The signing itself isn’t terribly noteworthy. Mora is an average defender whose bat fell off a cliff last year at the age of 37. With that kind of profile, Mora projects as a roughly 1.0-1.5 WAR player per 600 plate appearances, or about a .75 WAR player off the bench. Given the high probability of injury and collapse with a 38 year old player, 1.3 million seems about perfect for Mora.
What is notable about this move is that it seems to signify that the Rockies do not view Clint Barmes as a utility type player, and instead view him as the opening day starter at second base. Perhaps he would move to the bench if Eric Young Jr. plays well enough to earn the job in spring training, but right now it is Barmes’s job to lose.
Barmes’s 76 career wRC+ certainly does not suggest starter ability, especially on a playoff team. He has performed better recently, particularly in 2008, where even adjusting for Coors, Barmes was an above average hitter. The 30 year old did slip in 2009, but some of that was BABIP based. His numbers should rebound slightly, into the 85-90 wRC+ range.

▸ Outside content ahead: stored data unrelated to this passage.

Issue #960, opened 2021-12-16
Add HTML comments linking to documentation before macro calls in specification


tsalo:
Recently, a number of users have mentioned that the schema-related macros in the specification are difficult to work with for folks who are not already familiar with them. The maintainers are working on improving documentation of the schema-related code, and one idea was to add an HTML comment before each macro call in the specification linking to documentation and clarifying what the code snippet means.

Something like this (proposed by @effigies):

```
<!-- This block generates a metadata table. The definitions of these fields can be found in src/schema/objects/metadata.yaml and a guide for editing at <link>. -->
```

The comment would vary based on the type of macro call, so suffix tables would link to the suffixes YAML file, etc.

VisLab:
I think this would be very helpful.

PR #963, opened 2021-12-20
[DOC] add documentation for macros

Remi-Gau:
Several of the items in here could / should probably be tackled in separate PRs

- [x] transfer content from hackmd
- [ ] remove current doc from CONTRIBUTING (or integrate it in the new doc)
- [ ] decide where this doc on macros should go (root folder, in tools, somewhere else?)
- [ ] finalize content of doc
  - [ ] possibly remove direct reference to the schema to avoid having too many "new" concepts in that doc
  - [ ] improve doc string of each macro
- [ ] preface each macro call with link to the macro doc

---

- [ ]  add a link checker for our doc (as the issue was raised that we had undetected dead links in the doc)

### DIFF
--- a/macros_doc.md
+++ b/macros_doc.md
@@ -1,0 +1,310 @@
+# Using MkDocs macros in the BIDS specification
+
+## What are macros and why use them?
+
+A macro is a rule or pattern that specifies how an input should be mapped to
+output. Macros are very useful for standardizing the output format for items
+such as tables. You might already be familiar with using macros from other tools
+such as Excel.
+
+MkDocs (the tool we use to turn the markdown version of the specification into
+HTML pages) supports macros. In the BIDS specification document, we use these
+macros to standarize the format of items such as tables and examples.
+
+Increasingly, parts of the BIDS specification are being formalized into a
+"schema" so that requirements in the specification can be automatically checked
+by validators. Several of the macros incorporate information from the schema to
+assure consistency.
+
+Table of macros here: | Name | Purpose | Uses schema | Link to example of use |
+| ---- | ------- | ----------- | ---------------------- |
+
+## When should I use a macro?
+
+Most typo corrections and minor changes to the BIDS specification do not require
+you to use macros. Even adding a table may not require you to use macros unless
+the table falls into one of the categories listed in the macros table.
+
+If you want to add content with a macro and need help, do not hesitate to
+contact a member of the bids-maintainers for help.
+
+Nope. No need to learn how to program to use those macros. But some macros
+require some specific "input", so you will just need to know what input to give
+it. In many cases, it will be just a metadata term whose definition or
+description should be displayed somewhere in the specification.
+
+Once you have given the macro its input, it usually knows where to look for the
+rest of the info it should use to do the rest of its work.
+
+The only exception to this is when you want to add new content. Say you want to
+add a completely new piece of metadata to the specification. In that case, you
+will need to create the input for the macro to be able to do its job. For that,
+you will need to update the schema itself.
+
+## How to
+
+Say you want to edit the content of table of the `Reconstruction` section for
+the PET page.
+
+The HTML version of the this section is here:
+
+https://bids-specification.readthedocs.io/en/stable/04-modality-specific-files/09-positron-emission-tomography.html#reconstruction
+
+In the markdown document, it is here:
+
+https://github.com/bids-standard/bids-specification/blob/master/src/04-modality-specific-files/09-positron-emission-tomography.md#reconstruction
+
+GitHub's way of directly rendering markdown documents makes it a bit harder to
+read, so if you opened the markdown document in your code editor it would look
+like this.
+
+```python
+#### Reconstruction
+
+{{ MACROS___make_metadata_table(
+   {
+      "AcquisitionMode": "REQUIRED",
+      "ImageDecayCorrected": "REQUIRED",
+      "ImageDecayCorrectionTime": "REQUIRED",
+      "ReconMethodName": "REQUIRED",
+      "ReconMethodParameterLabels": "REQUIRED",
+      "ReconMethodParameterUnits": "REQUIRED",
+      "ReconMethodParameterValues": "REQUIRED",
+      "ReconFilterType": "REQUIRED",
+      "ReconFilterSize": "REQUIRED",
+      "AttenuationCorrection": "REQUIRED",
+      "ReconMethodImplementationVersion": "RECOMMENDED",
+      "AttenuationCorrectionMethodReference": "RECOMMENDED",
+      "ScaleFactor": "RECOMMENDED",
+      "ScatterFraction": "RECOMMENDED",
+      "DecayCorrectionFactor": "RECOMMENDED",
+      "DoseCalibrationFactor": "RECOMMENDED",
+      "PromptRate": "RECOMMENDED",
+      "RandomRate": "RECOMMENDED",
+      "SinglesRate": "RECOMMENDED",
+   }
+) }}
+```
+
+---
+
+**HINT:** if you want to see the "raw" content of a file on Github you can
+always press the `raw` button that is on the top right of the document you are
+browsing on Github.
+
+---
+
+This section calls the macro `make_metadata_table` to create the table when
+building the HTML version of that page.
+
+The macro will create the different columns of the table:
+
+- Key name
+- Requirement level
+- Data type
+- Description
+
+A general description of that Macro call would look like this:
+
+```python
+{{ MACROS___make_metadata_table(
+   {
+      "TermToRender": "REQUIREMENT_LEVEL plus anything else after", "Extra content you want to append after the description of that term."
+   }
+) }}
+```
+
+To know what to put in the different columns, the macro will go and look into
+the `metadata.yaml` file in the BIDS schema and find the entry that correspond
+to the term you want to add.
+
+https://github.com/bids-standard/bids-specification/blob/master/src/schema/objects/metadata.yaml
+
+And in the above example, all the information about `AcquisitionMode` would be
+read from that section:
+
+https://github.com/bids-standard/bids-specification/blob/05f7ce1ae9cc72b087b57c39183e36afcf37cb00/src/schema/objects/metadata.yaml#L20
+
+If you had to write the markdown equivalent of the general example for the Macro
+call above it would give a table that would look like this:
+
+| Key name     | Requirement level                          | Data type | Description                                  |
+| ------------ | ------------------------------------------ | --------- | -------------------------------------------- |
+| TermToRender | REQUIREMENT_LEVEL plus anything else after | string    | whatever description was in the metadata.yml |
+
+### Modifying a term in the table
+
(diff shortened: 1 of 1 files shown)


VisLab (commented):
I only edited the first 31 lines of this while it was in the other format.  After the table of macros gets filled in, I think the rest can be edited.  I would suggest that the first example be a simple example that doesn't rely on any information from the schema.  

After that the meta data table is by far the most important and requires more explanation. 

If someone can fill in the table, I think the rest of us can more easily make contributions on the wordsmithing.

tsalo (commented):
Just some initial thoughts. It would also be nice to link to the MkDocs, mkdocs-material, and mkdocs-macros-plugin documentation.

One other thought- can we use MkDocs to build RTD-like package documentation for the schemacode package, and even maybe the macros module? Then we could link to a canonical list of the macros instead of managing multiple lists across files.

sappelhoff:
related: #960

Remi-Gau:
@VisLab created a table of available macros (very rough but better than nothing), also made sure that the first example is "schema less". Feel free to make wordsmithing suggestions.

@tsalo added links at the end

macros_doc.md
```diff
@@ -9,15 +34,40 @@ such as Excel.
 
 MkDocs (the tool we use to turn the markdown version of the specification into
```
VisLab, line 35: Add BIDS before specification here and remove BIDS from next sentence:

MkDocs (the tool we use to turn the markdown version of the BIDS specification into

macros_doc.md
```diff
@@ -9,15 +34,40 @@ such as Excel.
...
 HTML pages) supports macros. In the BIDS specification document, we use these
-macros to standarize the format of items such as tables and examples.
+macros to standardize the format of items such as tables and examples.
+
+## What kind of input information are required by macros?
+
+It will depend for each macro.
```
VisLab, line 41: Replace lines 41-45 with:

Some macros only use the arguments you directly supply in the macro call.

macros_doc.md
```diff
@@ -9,15 +34,40 @@ such as Excel.
...
+
+For some of them, all the inputs will be directly available in the markdown
+document where you have put the call to the macro.
+
+Other macros will need to be pointed to some external input (like a metadata
```
VisLab, line 46: Replace the first sentence in lines 46-47 with:

Other macros use information (such as metadata terms) from external sources, and you will need to provide links to this information as part of the call.

macros_doc.md
```diff
@@ -9,15 +34,40 @@ such as Excel.
...
-Increasingly, parts of the BIDS specification are being formalized into a
-"schema" so that requirements in the specification can be automatically checked
-by validators. Several of the macros incorporate information from the schema to
-assure consistency.
+## What macros are available? What can we use macros for?
+
+All the macros we use are in listed in this
+[python file](https://github.com/bids-standard/bids-specification/blob/master/tools/mkdocs_macros_bids/macros.py).
+
+| Name                    | Purpose                                                                                | Uses schema | Link to example of use |
```
VisLab, line 57: Change last item in title of the table to:

Link to example   or just to Example

macros_doc.md
```diff
@@ -9,15 +34,40 @@ such as Excel.
 
 MkDocs (the tool we use to turn the markdown version of the specification into
 HTML pages) supports macros. In the BIDS specification document, we use these
-macros to standarize the format of items such as tables and examples.
+macros to standardize the format of items such as tables and examples.
```
VisLab, line 37: I would move the example of writing the file tree to here.

The following is an example of a macro used to create consistent "file tree" layouts in the documentation.
The macro takes a single parameter, the directory tree to be displayed in JSON format.
If you insert the following in the BIDS markdown document:

```
{{ MACROS___make_filetree_example(

   {
   "sub-01": {
      "func": {
         "sub-control01_task-nback_bold.json": "",
         },
      }
   }

) }}
```
The result would be rendered in the specification document as:

```Text
└─ sub-01/
   └─ func/
      └─ sub-control01_task-nback_bold.json
```

macros_doc.md
```diff
@@ -9,15 +34,40 @@ such as Excel.
...
-"schema" so that requirements in the specification can be automatically checked
-by validators. Several of the macros incorporate information from the schema to
-assure consistency.
+## What macros are available? What can we use macros for?
+
+All the macros we use are in listed in this
+[python file](https://github.com/bids-standard/bids-specification/blob/master/tools/mkdocs_macros_bids/macros.py).
+
+| Name                    | Purpose                                                                                | Uses schema | Link to example of use |
+| ----------------------- | -------------------------------------------------------------------------------------- | ----------- | ---------------------- |
```
VisLab, line 58: `make_filetree_example` doesn't use the schema does it?  Shouldn't it say No in the third column

The third column should have consistent capitalization.

Also, should the macros be in alphabetical order in the table?

macros_doc.md
```diff
@@ -26,7 +76,11 @@ you to use macros. Even adding a table may not require you to use macros unless
 the table falls into one of the categories listed in the macros table.
 
 If you want to add content with a macro and need help, do not hesitate to
-contact a member of the bids-maintainers for help.
+contact a member of the bids-maintainers for help. To do this, you can either
+mention an individual maintainer by their GitHub username or mention the whole
+team (`@bids-standard/maintainers`).
+
+## Do I need learn how to code in Python to use those macros?
```
VisLab, line 83: This is a rewrite of lines 83-96

## Do I need to know how to program to use macros?

Macros don't require programming knowledge to use.  You do need to know what arguments the macro expects. The examples linked in the above table provide useful guidance in this respect.

Macros that extract information from the schema also require you to use the correct terms in the schema. This process is illustrated in the next section.

Note that under the hood the macros themselves call python code that can be found in the [`tools` folder](https://github.com/bids-standard/bids-specification/tree/master/tools). If you are interested in creating a new macro for users, this would be useful.

macros_doc.md
```diff
@@ -38,10 +92,105 @@ rest of the info it should use to do the rest of its work.
 
 The only exception to this is when you want to add new content. Say you want to
 add a completely new piece of metadata to the specification. In that case, you
-will need to create the input for the macro to be able to do its job. For that,
-you will need to update the schema itself.
+will need to create the input for the macro to be able to do its job.
+
+## Why use macros at all?
```
VisLab, line 97: I think lines 97 to 141 should be moved to the end of the document and probably ultimately scrapped... but there might be some good nuggets to extract.

macros_doc.md
```diff
@@ -9,15 +34,40 @@ such as Excel.
...
+| make_entity_definitions | Generate definitions and other relevant information for entities in the specification. | Yes         |                        |
+| make_glossary           |                                                                                        | yes         |                        |
+| make_suffix_table       | Generate a markdown table of suffix information.                                       | yes         |                        |
+| make_metadata_table     | Generate a markdown table of metadata field information.                               | Yes         |                        |
+| make_columns_table      | Generate a markdown table of TSV column information.                                   | Yes         |                        |
+| make_filetree_example   | Generate a filetree snippet from example content.                                      | Yes         |                        |
 
-Table of macros here: | Name | Purpose | Uses schema | Link to example of use |
-| ---- | ------- | ----------- | ---------------------- |
+Note that under the hood the macros themselves call some more python code that
```
VisLab, line 68: Delete lines 68-69 here --- proposed moving them later.

VisLab (commented):
I stopped at this point, since I wanted to make sure there was agreement before going on.  I think the table with example links will be great and is the key.

macros_doc.md
Remi-Gau: For the moment, I am not moving it but copy pasting it. I feel that because this is an FAQ, it is very possible people will not read from top to bottom.

macros_doc.md
Remi-Gau: Correct. Fixing this.

> `make_filetree_example` doesn't use the schema does it? Shouldn't it say No in the third column

Correct. Fixing this.

Remi-Gau: > The third column should have consistent capitalization.
> 
> Also, should the macros be in alphabetical order in the table?

Done and done.

macros_doc.md
Remi-Gau: Soft push back on this. I think that giving some explanation as to the "why" of some infrastructure / design choice is important.

VisLab:
Thank you for making the changes.... Here are a few more:

In the table of contents, I would suggest changing the title to:

Below you will find answers to frequently asked questions regarding using [macros in the BIDS specification](#using-mkdocs-macros-in-the-bids-specification):


and then eliminating the first level of the table of contents.

VisLab:
The section that titles the table, I would suggest changing to:

> ## What macros are available?

VisLab:
In the **Adding a new term to the table section**.  There is a typo:

> If this is the case because the term already exists

VisLab:
In the **Should I create a macro if I need a new kind of table?** section, I would change the second paragraph to start with:

> ... unless it is clear that this kind of table will reappear many times in the future in the specification.

Otherwise it isn't a sentence...

VisLab:
Thank you again for producing this document.  I am looking forward to the links to the examples... but I think that it has cleared up many of my own confusions, and hopefully others as well.

Remi-Gau:
@VisLab made the suggested changes in this commit: https://github.com/bids-standard/bids-specification/pull/963/commits/be1a2ed51c194321c2dbb9e16996aa933e304895

Remi-Gau:
> Thank you again for producing this document. I am looking forward to the links to the examples... but I think that it has cleared up many of my own confusions, and hopefully others as well.

Regarding examples, I am uncertain what the best way to proceed. 

2 suggestions that are not mutually exclusive (a mix and match is possible depending on the examples)

- link to some (simple) "live examples" that exist in the specification.
  - pros: 
    - this is more "ecological" and stays close to what users might have to do
    - can allow users to "run" the examples but using `mkdocs serve` to see how they render for real
  - cons: 
    - harder to maintain because the link might break (though quite a few macros are used only once and in location that don't change often)
 
- add examples that in the same documentation
  - pro: some examples already exist in that documentation
  - con: 
    - examples cannot be run to be rendered
      - there is [notebook](https://github.com/bids-standard/bids-specification/blob/master/tools/filetree_example.ipynb) for the file tree one but it is not an example of the macro per se but one for its underlying code.
    - those examples will have to be updated if the macro change
    
Feedback welcome.

VisLab:
Either way or mix is okay with me.   One way is to have links in the table to examples in the document.  Some of the examples could have links to live examples at the end of the example.

tsalo:
@Remi-Gau, I'm hoping we'll be able to transition to proper auto-executed examples as we move toward a separate repo and/or documentation, but for right now I think static examples would be easier to draft.

CPernet (approved):
thx Remi, now users know what to do :-)

Remi-Gau:
Added some links to examples as used in the spec currently. Those might "break" (by not pointing the the correct line) but this is better than nothing for now.

So this should be ready for merging IMHO: the unticked boxes in the top messages should probably be tackled in different issues.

His true value comes from his glove. Barmes has played all over the infield. He’s only average at third, and quite good at SS, with a +6 UZR/150. The Rockies, however, are giving him an opportunity at his best historical position. At second base, Barmes has put up a +10 UZR/150 in just over one full season, but these numbers are supported by the fine two seasons he’s played at SS. As a +8 2B, as projected by CHONE, Barmes is a slightly above average player. Even at the +5 level projected by fans, he’s only slightly below average.
Rockies GM Dan O’Dowd’s willingness to stick with the light hitting Barmes over historically better hitters on the free agent market such as Felipe Lopez and Orlando Hudson is a good decision, regardless of whether or not it siginifies that the employers of Brad Hawpe understand defensive numbers. Lopez and Hudson both would represent a marginal improvement over Barmes once you factor in Barmes’s far superior glove. As such, the decision to upgrade the bench at 3B for a much cheaper payroll hit is almost certainly the correct one.